§ **YOUR ASSIGNMENT**: Look below for the line holding "embedder call number" and the line holding "the build enables". Transcribe exactly those lines and all lines between them, nothing more.
---------- PROVIDED ENTRIES
PR #69, opened 2026-06-04
Add translated embedder syscall hook

doanbaotrung:
Translated x86_64 guests cannot issue the AArch64 HVC instruction used by the existing embedder extension ABI. This prevents those guests from using embedder-provided services such as the graphics bridge.

Add a private elfuse pseudo-syscall as the translated guest counterpart to HVC 6. The syscall keeps the existing hvc6_handler ABI instead of adding a second embedder callback path, so native and translated guests can share the same dispatch logic.

Use syscall number 999 as an internal ABI value between the translated guest shim and elfuse. This is not a Linux syscall number. It is chosen outside the current generic Linux syscall range to avoid colliding with normal guest syscalls, but it is not reserved by Linux and must remain private to elfuse.

If no embedder handler is registered, dispatch falls back to normal syscall handling.

---
## Summary by cubic
Adds a private elfuse pseudo-syscall for translated x86_64 guests to reach the embedder HVC 6 handler, sharing the same dispatch path as native AArch64. This enables embedder services from translated guests without colliding with Linux syscalls.

- **New Features**
  - Defines `ELFUSE_NR_EMBEDDER_HVC6` (default 999) via CFLAGS; compile-time asserts it is outside the Linux `syscall_table` or fails the build.
  - Gated to translated guests only (`g->is_rosetta`) and requires a registered `g->hvc6_handler`; native AArch64 cannot reach it via SVC.
  - On match: read X0 (call id) and X1 (GVA of uint64_t args[8]); return -EFAULT on read failure; else invoke the handler; otherwise fall through to normal syscall handling.

<sup>Written for commit b0c9e521a505b5c78bcf228fc0c43999472132fc. Summary will update on new commits.</sup>

<a href="https://cubic.dev/pr/sysprog21/elfuse/pull/69?utm_source=github" target="_blank" rel="noopener noreferrer" data-no-image-dialog="true"><picture><source media="(prefers-color-scheme: dark)" srcset="https://cubic.dev/buttons/review-in-cubic-dark.svg"><source media="(prefers-color-scheme: light)" srcset="https://cubic.dev/buttons/review-in-cubic-light.svg">Review in cubic</picture></a>

### DIFF
--- a/mk/config.mk
+++ b/mk/config.mk
@@ -6,6 +6,10 @@ BUILD_DIR := build
 ELFUSE_BIN := $(BUILD_DIR)/elfuse
 VERSION ?= $(shell git describe --tags --always --dirty 2>/dev/null || echo "unknown")
 
+# Private pseudo-syscall number used by translated guests to invoke the
+# embedder HVC 6 hook. This is not a Linux syscall number.
+ELFUSE_NR_EMBEDDER_HVC6 ?= 999
+
 # Test binary directory: either pre-built via GUEST_TEST_BINARIES,
 # auto-detected from build/bin, or locally cross-compiled via $(CROSS_COMPILE)gcc.
 ifeq ($(origin GUEST_TEST_BINARIES), undefined)
@@ -51,3 +55,7 @@ CFLAGS := -O2 -Wall -Wextra -Wpedantic \
           -Wshadow -Wstrict-prototypes -Wmissing-prototypes \
           -Wformat=2 -Wimplicit-fallthrough -Wundef \
           -Wnull-dereference -Wno-unused-parameter
+
+ifneq ($(strip $(ELFUSE_NR_EMBEDDER_HVC6)),)
+CFLAGS += -DELFUSE_NR_EMBEDDER_HVC6=$(ELFUSE_NR_EMBEDDER_HVC6)
+endif
--- a/src/syscall/syscall.c
+++ b/src/syscall/syscall.c
@@ -1706,6 +1706,12 @@ static int64_t sc_futex_waitv(guest_t *g,
 #error "SC_TABLE_SIZE must exceed SC_MAX_SYSCALL_NUM"
 #endif
 
+#if defined(ELFUSE_NR_EMBEDDER_HVC6) && (ELFUSE_NR_EMBEDDER_HVC6 + 0 > 0)
+_Static_assert(ELFUSE_NR_EMBEDDER_HVC6 > SC_TABLE_SIZE,
+               "ELFUSE_NR_EMBEDDER_HVC6 must be outside syscall_table");
+#define ELFUSE_ROSETTA_EMBEDDER_SYSCALL 1
+#endif
+
 typedef struct {
     syscall_handler_t handler;
     bool needs_extra_regs;
@@ -1887,6 +1893,37 @@ int syscall_dispatch(hv_vcpu_t vcpu, guest_t *g, int *exit_code, bool verbose)
 
 slow_path:
     entry = RANGE_CHECK(nr, 0, SC_TABLE_SIZE) ? &syscall_table[nr] : NULL;
+
+/*
+ * Private embedder pseudo-syscall for translated guests.
+ *
+ * This is not a Linux syscall number. Translated x86_64 guests cannot
+ * issue native AArch64 HVC instructions, so elfuse uses this private
+ * build-selected syscall number as the translated counterpart to HVC 6.
+ *
+ * This path is gated on g->is_rosetta so native AArch64 guests cannot
+ * reach the embedder hook through SVC.
+ *
+ * Layout:
+ *   x8 = ELFUSE_ROSETTA_EMBEDDER_SYSCALL
+ *   x0 = embedder call number
+ *   x1 = guest virtual address of uint64_t args[8]
+ */
+#ifdef ELFUSE_ROSETTA_EMBEDDER_SYSCALL
+    if (g->is_rosetta && nr == ELFUSE_NR_EMBEDDER_HVC6 && g->hvc6_handler) {
+        uint64_t call_nr = 0;
+        uint64_t args_gva = 0;
+        hv_vcpu_get_reg(vcpu, HV_REG_X0, &call_nr);
+        hv_vcpu_get_reg(vcpu, HV_REG_X1, &args_gva);
+        uint64_t guest_args[8] = {0};
+        if (guest_read_small(g, args_gva, guest_args, sizeof(guest_args)) < 0) {
+            result = -LINUX_EFAULT;
+        } else {
+            result = g->hvc6_handler(call_nr, guest_args, g->hvc6_userdata);
+        }
+        goto fast_done;
+    }
+#endif
 
     hv_vcpu_get_reg(vcpu, HV_REG_X0, &x0);
     hv_vcpu_get_reg(vcpu, HV_REG_X1, &x1);
--- a/src/core/guest.h
+++ b/src/core/guest.h
@@ -512,7 +512,14 @@ typedef struct {
     _Atomic uint64_t pt_gen;
 
     /*
-     * Optional HVC #6 embedder extension hook.
+     * Optional HVC 6 embedder extension hook.
+     *
+     * Native AArch64 guests reach this through HVC 6. When the build enables
+     * ELFUSE_NR_EMBEDDER_HVC6, translated Rosetta guests may reach the same
+     * handler through a private pseudo-syscall gated on g->is_rosetta.
+     *
+     * Handler implementations must treat call_nr and args as untrusted guest
+     * input and allowlist supported call numbers.
      *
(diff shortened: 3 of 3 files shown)


doanbaotrung:
Hi @Max042004 
Please help to review this

jserv (changes requested):
Check https://cbea.ms/git-commit/ carefully and enforce the rules.
You MUST address the motivations and considerations.

src/syscall/syscall.c
```diff
@@ -1818,6 +1818,37 @@ int syscall_dispatch(hv_vcpu_t vcpu, guest_t *g, int *exit_code, bool verbose)
...
     entry = RANGE_CHECK(nr, 0, SC_TABLE_SIZE) ? &syscall_table[nr] : NULL;
 
+    /* Custom Embedder Syscall Hook:
+     * Guests running on translated user-space architectures (e.g., x86_64
+     * via Apple Rosetta 2) execute at EL0 and cannot compile or execute
+     * native AArch64 'hvc' instructions.
+     *
+     * To allow such guests to invoke the embedder extension hooks (like the
+     * graphics bridge), we intercept a custom system call number (999)
+     * as the x86_64 guest counterpart to AArch64 'hvc 6'.
```
jserv: How can `999` be selected? Any reference?

doanbaotrung: You're right. This is not a Linux syscall number.  This is private ABI values used by translated guests to reach elfuse embedder hooks.

doanbaotrung: Remove hardcode 999 and added #define ELFUSE_NR_EMBEDDER_HVC6 999 in abi.h

jserv (changes requested):
Check https://cbea.ms/git-commit/ carefully and enforce the rules for informative git commit messages.
You MUST address the motivations and considerations.

src/syscall/abi.h
```diff
@@ -742,3 +742,10 @@ void syscall_init(void);
  * Returns 0 to continue, 1 to exit.
  */
 int syscall_dispatch(hv_vcpu_t vcpu, guest_t *g, int *exit_code, bool verbose);
+
+/* Private elfuse embedder pseudo-syscalls.
+ *
+ * These are not Linux syscall numbers. They are private ABI values used by
+ * translated guests to reach elfuse embedder hooks.
+ */
+#define ELFUSE_NR_EMBEDDER_HVC6 999
```
jserv: This should be specified by build system instead of being hard-coded here.

doanbaotrung: Good point. I removed the hard-coded value from abi.h and made the pseudo-syscall number a build-time definition instead.

The default is provided through the Makefile as ELFUSE_NR_EMBEDDER_HVC6, and syscall.c only uses the hook when that macro is defined.

jserv (commented):
Hook itself is correct and the memory-safety story checks out (`guest_read_small` honors `MEM_PERM_EL1_ONLY` via `gva_translate_perm`, so a guest pointing X1 into `shim_data` or the PT pool gets `-EFAULT`, not data exfiltration). Three P2s should land before this does, and one open question gates the whole premise.

P2 -- the PR's stated use case is Rosetta-translated x86_64 guests, but it's not verified that Apple's Rosetta forwards an unknown syscall number (999) through to elfuse's HVC #5 dispatch instead of returning `ENOSYS` at the translation layer. Without an empirical demonstration (graphics-bridge round-trip from an actual x86_64 guest), the PR may only work as a native-aarch64 hook.

P2 -- `make ELFUSE_NR_EMBEDDER_HVC6=` breaks the build (empty override defeats `?=`, CFLAGS gets `-DELFUSE_NR_EMBEDDER_HVC6=`, then `if (nr == )` won't compile). See inline.

P2 -- native aarch64 guests can also reach the embedder handler via `svc #0; x8=999`. Intentional per the description ("share the same dispatch logic") but worth either gating on `g->is_rosetta` or documenting so embedders validate `call_nr` against an allowlist.

P2 -- no test. Hook lands on the hot path of every syscall dispatch; the success, EFAULT, and absent-handler paths all need coverage.

P3 (procedural) -- branch is 3 commits behind main (`a00cc3d`, `9aa54a3`, `7acfe17` all touch `src/syscall/syscall.c`); rebase before merge so the conflict review is honest.

mk/config.mk
```diff
@@ -6,6 +6,10 @@ BUILD_DIR := build
 ELFUSE_BIN := $(BUILD_DIR)/elfuse
 VERSION ?= $(shell git describe --tags --always --dirty 2>/dev/null || echo "unknown")
 
+# Private pseudo-syscall number used by translated guests to invoke the
+# embedder HVC 6 hook. This is not a Linux syscall number.
+ELFUSE_NR_EMBEDDER_HVC6 ?= 999
```
jserv, line 11: `make ELFUSE_NR_EMBEDDER_HVC6=` lets an empty value override `?=`, then CFLAGS picks up `-DELFUSE_NR_EMBEDDER_HVC6=` and the C hook becomes `if (nr == )` -- syntax error. Either skip the `-D` when the value is empty, or guard the C side with a numeric check:

```c
#if defined(ELFUSE_NR_EMBEDDER_HVC6) && (ELFUSE_NR_EMBEDDER_HVC6 + 0 > 0)
```

src/syscall/syscall.c
```diff
@@ -1818,6 +1818,40 @@ int syscall_dispatch(hv_vcpu_t vcpu, guest_t *g, int *exit_code, bool verbose)
...
+ * (ELFUSE_NR_EMBEDDER_HVC6) as the x86_64 guest counterpart to AArch64
+ * 'hvc 6'.
+ *
+ * Syscall layout:
+ *   nr = ELFUSE_NR_EMBEDDER_HVC6
+ *   X0 = call number
+ *   X1 = guest virtual address of the uint64_t args[8] array
+ */
+#ifdef ELFUSE_NR_EMBEDDER_HVC6
+    if (nr == ELFUSE_NR_EMBEDDER_HVC6) {
```
jserv: Four concerns on this hook:

1. No `g->is_rosetta` gate. A native aarch64 EL0 program issuing `svc #0; x8=999` reaches `g->hvc6_handler`, bypassing the HVC #6 trusted-shim path at `src/syscall/proc.c:1825`. If embedders (e.g., a graphics bridge) implicitly trust their caller, this blurs the privilege boundary. Either gate on `g->is_rosetta`, or document the contract at `src/core/guest.h:502` so embedders allowlist `call_nr`.

2. The Rosetta translation premise is unverified. Apple's Rosetta-for-Linux is closed-source; it may translate via a per-syscall table and ENOSYS an unknown nr like 999 at the translator before the SVC ever reaches elfuse. A working graphics-bridge demo from a real x86_64 guest would close this.

3. Future Linux generic syscall range collision (today ~462). Add `_Static_assert(ELFUSE_NR_EMBEDDER_HVC6 > SC_TABLE_SIZE);` here so a future syscall-table growth fails the build instead of silently shadowing the embedder.

4. No test. The hook sits on the syscall_dispatch hot path; the next refactor can break the embedder ABI silently. A ~50-line native-aarch64 test that registers a stub `hvc6_handler`, issues `syscall(999, 42, &args)`, asserts `call_nr` and `args[]`, and covers EFAULT + NULL-handler fallback would lock it in.

Style nits: leading comment block at column 0 should be 4-space indented to match function body; "we intercept" should be third-person per spec.md ("elfuse intercepts" or imperative).

doanbaotrung: With the Rosetta gate added, a native AArch64 syscall(999, ...) test should
verify that the handler is not called and the syscall falls back to ENOSYS.

The positive-path test should use a Rosetta/x86_64 guest or a native dispatch
harness that explicitly sets g->is_rosetta=true.

mk/config.mk
doanbaotrung: Make sure make ELFUSE_NR_EMBEDDER_HVC6=  will disable this variable

doanbaotrung: Hi @jserv ,

Please check if I added block code below can prevent the issue you said.
```
ifneq ($(strip $(ELFUSE_NR_EMBEDDER_HVC6)),)
CFLAGS += -DELFUSE_NR_EMBEDDER_HVC6=$(ELFUSE_NR_EMBEDDER_HVC6)
endif
```

Max042004:
Wrap the commit message body at 72 characters

doanbaotrung:
Dear @Max042004 ,

I ran `cmake indent` which will follow `.clang-format` already. I think we missed `ColumnLimit: 72` in `.clang-format`, but I cannot update it because it may impact to other files when run `cmake indent`

Thanks,
Trung

Max042004:
You can use git amend in this PR to wrap the commit message body in 72 characters.

doanbaotrung:
Dear @Max042004 ,

Fixed.

Thanks,
Trung

Max042004 (approved):

jserv:

PR #71, opened 2026-06-05
Short-circuit mprotect on matching tracker prot

jserv:
Repeat mprotect with the same prot on RELRO, JIT, and GC-style ranges no longer walks page tables: a pre-check confirms every overlapping region already records the requested prot and is not MAP_NORESERVE, in which case the call returns 0 without touching the tracker or PTEs. The skip is gated on a per-request safety helper that forces the slow path for pure PROT_READ, because sys_mmap installs MEM_PERM_RW PTEs for non-exec mappings (including PROT_READ requests) and only the explicit guest_update_perms call inside mprotect tightens them to MEM_PERM_R. tests/test-negative pins this behavior with a regression test that mprotects PROT_READ onto a PROT_READ mmap and confirms a subsequent write traps SIGSEGV.

The fast path runs before any mutation. When PTE work is required, it runs BEFORE guest_region_set_prot so a -ENOMEM from guest_{update_perms, extend_page_tables,invalidate_ptes} leaves the tracker at the OLD prot; the next retry sees the mismatch and re-attempts instead of silently no-op'ing on stale tracker state. The low-IPA branch was also missing return-value checks on guest_update_perms and guest_invalidate_ptes; both now propagate -LINUX_ENOMEM.

guest_region_set_prot's two table-full split paths now set a sticky guest_t.regions_tracker_stale flag. The fast path checks this flag and falls back to unconditional PTE work for the lifetime of the process once the tracker has lied even once. The flag is not propagated through fork IPC v10, so a child that inherits a stale tracker re-arms the flag the next time it hits the same condition; the only window of incorrect skipping is the very first matching mprotect after such a fork.

guest_region_remove is restructured as a single in/out compaction pass. The interior-split branch snapshots the source region, shifts the suffix to make room, writes left and right halves, and returns. The previous in-place layout aliased the source slot when out == in: it overwrote *r with the left half and then read the right half from that clobbered slot, corrupting both halves on the only growth path. The trim-only paths consolidate to a single survivor block.

guest_region_add_ex_owned_gpa replaces the O(n) bubble-insert with a binary search plus single memmove. The two query helpers guest_region_range_prot_uniform and guest_region_range_has_noreserve use the same binary-search prefix-skip.

find_free_gap_inner stops iterating once a region's start crosses max_addr; later regions cannot affect a candidate gap inside the search window.

---
## Summary by cubic
Short-circuits same-prot mprotect to skip page-table work when safe, and hardens region tracking to avoid stale or incorrect skips. This speeds up RELRO/JIT/GC workloads and fixes a region-split corruption bug.

- **New Features**
  - Add safe fast path for mprotect when all overlapping regions already have the target prot and none are MAP_NORESERVE; skips tracker and PTE work. Forces slow path for pure PROT_READ. Gated by a sticky regions_tracker_stale flag.
  - Propagate regions_tracker_stale across fork (IPC v11); the child also arms it if its received region table is truncated.
  - Do PTE changes before tracker updates and return -LINUX_ENOMEM on failures, preventing silent no-ops on retries.

- **Refactors**
  - Rewrite guest_region_remove as a single in/out compaction pass to fix interior-split corruption and simplify trim-only paths; mark regions_tracker_stale if a table-full split drops a tail.
  - Speed up region ops: binary-search insert in guest_region_add_ex_owned_gpa, new guest_region_first_end_above, guest_region_range_prot_uniform, guest_region_range_has_noreserve, and early-exit in gap search.
  - Add regression test: mprotect(PROT_READ) onto PROT_READ mapping keeps it read-only; a write traps SIGSEGV.

<sup>Written for commit 41d43fd79d967c01118ef561550be68214b39642. Summary will update on new commits.</sup>

<a href="https://cubic.dev/pr/sysprog21/elfuse/pull/71?utm_source=github" target="_blank" rel="noopener noreferrer" data-no-image-dialog="true"><picture><source media="(prefers-color-scheme: dark)" srcset="https://cubic.dev/buttons/review-in-cubic-dark.svg"><source media="(prefers-color-scheme: light)" srcset="https://cubic.dev/buttons/review-in-cubic-light.svg">Review in cubic</picture></a>

### DIFF
--- a/src/core/guest.c
+++ b/src/core/guest.c
@@ -1737,6 +1737,40 @@ static bool regions_mergeable(const guest_region_t *a, const guest_region_t *b)
     return a->offset + (a->end - a->start) == b->offset;
 }
 
+/* First region whose start is >= start. regions[] is sorted by start. */
+static int region_lower_bound_start(const guest_t *g, uint64_t start)
+{
+    int lo = 0;
+    int hi = g->nregions;
+
+    while (lo < hi) {
+        int mid = lo + (hi - lo) / 2;
+        if (g->regions[mid].start < start)
+            lo = mid + 1;
+        else
+            hi = mid;
+    }
+    return lo;
+}
+
+/* First region whose end is > addr. See guest.h for the contract; also used
+ * inside this file to skip the untouched prefix for remove and set_prot.
+ */
+int guest_region_first_end_above(const guest_t *g, uint64_t addr)
+{
+    int lo = 0;
+    int hi = g->nregions;
+
+    while (lo < hi) {
+        int mid = lo + (hi - lo) / 2;
+        if (g->regions[mid].end <= addr)
+            lo = mid + 1;
+        else
+            hi = mid;
+    }
+    return lo;
+}
+
 /* Merge region at index i with its right neighbor (i+1) when their layouts
  * agree. No-op if i is the last region or layouts differ.
  */
@@ -1857,12 +1891,10 @@ int guest_region_add_ex_owned_gpa(guest_t *g,
         return -1;
     }
 
-    /* Find insertion point (keep sorted by start address) */
-    int i = g->nregions;
-    while (i > 0 && g->regions[i - 1].start > start) {
-        g->regions[i] = g->regions[i - 1];
-        i--;
-    }
+    /* Find insertion point (keep sorted by start address). */
+    int i = region_lower_bound_start(g, start);
+    memmove(&g->regions[i + 1], &g->regions[i],
+            (g->nregions - i) * sizeof(guest_region_t));
 
     guest_region_t *r = &g->regions[i];
     r->start = start;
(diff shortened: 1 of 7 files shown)


Max042004:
--------------------
§ **SOLUTION**:
+ *   x0 = embedder call number
+ *   x1 = guest virtual address of uint64_t args[8]
+ */
+#ifdef ELFUSE_ROSETTA_EMBEDDER_SYSCALL
+    if (g->is_rosetta && nr == ELFUSE_NR_EMBEDDER_HVC6 && g->hvc6_handler) {
+        uint64_t call_nr = 0;
+        uint64_t args_gva = 0;
+        hv_vcpu_get_reg(vcpu, HV_REG_X0, &call_nr);
+        hv_vcpu_get_reg(vcpu, HV_REG_X1, &args_gva);
+        uint64_t guest_args[8] = {0};
+        if (guest_read_small(g, args_gva, guest_args, sizeof(guest_args)) < 0) {
+            result = -LINUX_EFAULT;
+        } else {
+            result = g->hvc6_handler(call_nr, guest_args, g->hvc6_userdata);
+        }
+        goto fast_done;
+    }
+#endif
 
     hv_vcpu_get_reg(vcpu, HV_REG_X0, &x0);
     hv_vcpu_get_reg(vcpu, HV_REG_X1, &x1);
--- a/src/core/guest.h
+++ b/src/core/guest.h
@@ -512,7 +512,14 @@ typedef struct {
     _Atomic uint64_t pt_gen;
 
     /*
-     * Optional HVC #6 embedder extension hook.
+     * Optional HVC 6 embedder extension hook.
+     *
+     * Native AArch64 guests reach this through HVC 6. When the build enables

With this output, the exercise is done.